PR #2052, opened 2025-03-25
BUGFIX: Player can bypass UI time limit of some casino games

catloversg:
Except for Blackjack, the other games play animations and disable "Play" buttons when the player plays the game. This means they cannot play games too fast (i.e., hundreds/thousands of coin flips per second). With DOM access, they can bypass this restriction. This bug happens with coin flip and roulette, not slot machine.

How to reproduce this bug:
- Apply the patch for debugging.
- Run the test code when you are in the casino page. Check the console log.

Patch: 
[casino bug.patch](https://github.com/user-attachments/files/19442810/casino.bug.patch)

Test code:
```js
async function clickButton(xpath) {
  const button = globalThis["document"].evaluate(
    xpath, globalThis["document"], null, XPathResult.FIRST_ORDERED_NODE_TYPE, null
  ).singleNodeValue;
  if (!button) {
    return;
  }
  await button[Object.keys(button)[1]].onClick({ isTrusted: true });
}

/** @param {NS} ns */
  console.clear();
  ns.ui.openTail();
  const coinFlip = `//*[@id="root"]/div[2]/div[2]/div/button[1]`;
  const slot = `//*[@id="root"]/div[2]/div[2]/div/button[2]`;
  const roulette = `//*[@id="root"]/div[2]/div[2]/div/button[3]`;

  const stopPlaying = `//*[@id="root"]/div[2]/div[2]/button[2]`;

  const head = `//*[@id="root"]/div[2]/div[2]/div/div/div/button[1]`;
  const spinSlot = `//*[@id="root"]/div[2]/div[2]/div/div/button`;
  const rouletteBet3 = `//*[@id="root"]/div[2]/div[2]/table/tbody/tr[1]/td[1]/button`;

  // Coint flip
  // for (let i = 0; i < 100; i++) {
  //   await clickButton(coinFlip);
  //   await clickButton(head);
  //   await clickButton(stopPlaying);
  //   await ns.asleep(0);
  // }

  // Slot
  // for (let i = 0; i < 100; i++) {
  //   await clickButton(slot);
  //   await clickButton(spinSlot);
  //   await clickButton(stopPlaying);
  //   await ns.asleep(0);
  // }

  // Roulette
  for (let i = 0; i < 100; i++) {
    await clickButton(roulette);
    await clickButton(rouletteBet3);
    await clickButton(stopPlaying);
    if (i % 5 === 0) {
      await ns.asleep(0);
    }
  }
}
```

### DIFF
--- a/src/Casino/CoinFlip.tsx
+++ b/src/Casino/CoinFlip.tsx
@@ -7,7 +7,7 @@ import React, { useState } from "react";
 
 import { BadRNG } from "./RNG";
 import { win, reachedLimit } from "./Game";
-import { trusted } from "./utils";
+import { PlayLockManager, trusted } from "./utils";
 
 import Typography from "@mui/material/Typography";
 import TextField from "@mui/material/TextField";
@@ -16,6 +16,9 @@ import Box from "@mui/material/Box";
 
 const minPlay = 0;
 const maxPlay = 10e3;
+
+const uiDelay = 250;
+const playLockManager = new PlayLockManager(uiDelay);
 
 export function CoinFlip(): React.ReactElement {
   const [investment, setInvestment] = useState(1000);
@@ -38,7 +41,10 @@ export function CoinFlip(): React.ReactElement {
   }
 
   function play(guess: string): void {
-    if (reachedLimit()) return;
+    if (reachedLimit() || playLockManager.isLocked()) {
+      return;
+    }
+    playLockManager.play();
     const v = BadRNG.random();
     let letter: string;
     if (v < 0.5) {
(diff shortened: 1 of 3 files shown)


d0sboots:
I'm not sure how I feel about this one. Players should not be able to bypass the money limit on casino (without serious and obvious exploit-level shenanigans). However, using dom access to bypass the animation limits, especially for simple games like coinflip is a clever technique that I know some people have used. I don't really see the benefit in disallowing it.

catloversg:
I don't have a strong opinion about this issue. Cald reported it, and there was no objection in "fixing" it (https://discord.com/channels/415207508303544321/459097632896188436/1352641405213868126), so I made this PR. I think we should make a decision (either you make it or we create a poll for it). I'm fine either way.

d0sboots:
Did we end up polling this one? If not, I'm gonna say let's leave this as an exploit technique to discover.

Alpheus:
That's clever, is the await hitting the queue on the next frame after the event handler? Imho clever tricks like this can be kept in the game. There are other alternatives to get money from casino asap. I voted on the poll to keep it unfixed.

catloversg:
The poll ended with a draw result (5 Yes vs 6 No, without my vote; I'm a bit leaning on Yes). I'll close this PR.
...
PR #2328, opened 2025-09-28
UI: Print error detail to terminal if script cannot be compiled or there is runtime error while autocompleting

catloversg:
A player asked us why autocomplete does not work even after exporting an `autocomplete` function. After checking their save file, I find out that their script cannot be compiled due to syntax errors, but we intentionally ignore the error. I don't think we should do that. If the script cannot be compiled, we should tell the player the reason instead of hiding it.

** WORK TASK **
Return each line of the material in which the string "about" can be found.

** RESULT FOR THIS TASK **
I'm not sure how I feel about this one. Players should not be able to bypass the money limit on casino (without serious and obvious exploit-level shenanigans). However, using dom access to bypass the animation limits, especially for simple games like coinflip is a clever technique that I know some people have used. I don't really see the benefit in disallowing it.
I don't have a strong opinion about this issue. Cald reported it, and there was no objection in "fixing" it (https://discord.com/channels/415207508303544321/459097632896188436/1352641405213868126), so I made this PR. I think we should make a decision (either you make it or we create a poll for it). I'm fine either way.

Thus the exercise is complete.